▽

PR #1182, opened 2022-04-11
feat: Add sourcemaps resolve command

kamilogorek:
Based on https://github.com/getsentry/sentry-cli/pull/1181 so it needs to get merged first.

Includes implementation and integration tests. Only the last commit of this PR is relevant.

### DIFF
--- a/src/commands/sourcemaps/resolve.rs
+++ b/src/commands/sourcemaps/resolve.rs
@@ -1,0 +1,129 @@
+use std::fs;
+use std::path::PathBuf;
+
+use anyhow::{format_err, Result};
+use clap::{Arg, ArgMatches, Command};
+use sourcemap::{DecodedMap, Token};
+
+use crate::utils::args::validate_int;
+
+pub fn make_command(command: Command) -> Command {
+    command
+        .about("Resolve sourcemap for a given line/column position.")
+        .arg(
+            Arg::new("path")
+                .value_name("PATH")
+                .help("The sourcemap to resolve."),
+        )
+        .arg(
+            Arg::new("line")
+                .long("line")
+                .short('l')
+                .value_name("LINE")
+                .validator(validate_int)
+                .help("Line number for minified source."),
+        )
+        .arg(
+            Arg::new("column")
+                .long("column")
+                .short('c')
+                .value_name("COLUMN")
+                .validator(validate_int)
+                .help("Column number for minified source."),
+        )
+}
+
+/// Returns the zero indexed position from matches
+fn lookup_pos(matches: &ArgMatches) -> Option<(u32, u32)> {
+    Some((
+        matches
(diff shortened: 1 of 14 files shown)


src/commands/sourcemaps/resolve.rs
```diff
@@ -0,0 +1,107 @@
...
+            Arg::new("column")
+                .long("column")
+                .short('c')
+                .value_name("COLUMN")
+                .validator(validate_int)
+                .help("Column number for minified source."),
+        )
+}
+
+/// Retrurns the zero indexed position from matches
```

△

EXERCISE :: Exact repetition of every entry in the data is required.

RESULT OF THIS EXERCISE ::
PR #1182, opened 2022-04-11
feat: Add sourcemaps resolve command

kamilogorek:
Based on https://github.com/getsentry/sentry-cli/pull/1181 so it needs to get merged first.

Includes implementation and integration tests. Only the last commit of this PR is relevant.

### DIFF
--- a/src/commands/sourcemaps/resolve.rs
+++ b/src/commands/sourcemaps/resolve.rs
@@ -1,0 +1,129 @@
+use std::fs;
+use std::path::PathBuf;
+
+use anyhow::{format_err, Result};
+use clap::{Arg, ArgMatches, Command};
+use sourcemap::{DecodedMap, Token};
+
+use crate::utils::args::validate_int;
+
+pub fn make_command(command: Command) -> Command {
+    command
+        .about("Resolve sourcemap for a given line/column position.")
+        .arg(
+            Arg::new("path")
+                .value_name("PATH")
+                .help("The sourcemap to resolve."),
+        )
+        .arg(
+            Arg::new("line")
+                .long("line")
+                .short('l')
+                .value_name("LINE")
+                .validator(validate_int)
+                .help("Line number for minified source."),
+        )
+        .arg(
+            Arg::new("column")
+                .long("column")
+                .short('c')
+                .value_name("COLUMN")
+                .validator(validate_int)
+                .help("Column number for minified source."),
+        )
+}
+
+/// Returns the zero indexed position from matches
+fn lookup_pos(matches: &ArgMatches) -> Option<(u32, u32)> {
+    Some((
+        matches
(diff shortened: 1 of 14 files shown)


src/commands/sourcemaps/resolve.rs
```diff
@@ -0,0 +1,107 @@
...
+            Arg::new("column")
+                .long("column")
+                .short('c')
+                .value_name("COLUMN")
+                .validator(validate_int)
+                .help("Column number for minified source."),
+        )
+}
+
+/// Retrurns the zero indexed position from matches
```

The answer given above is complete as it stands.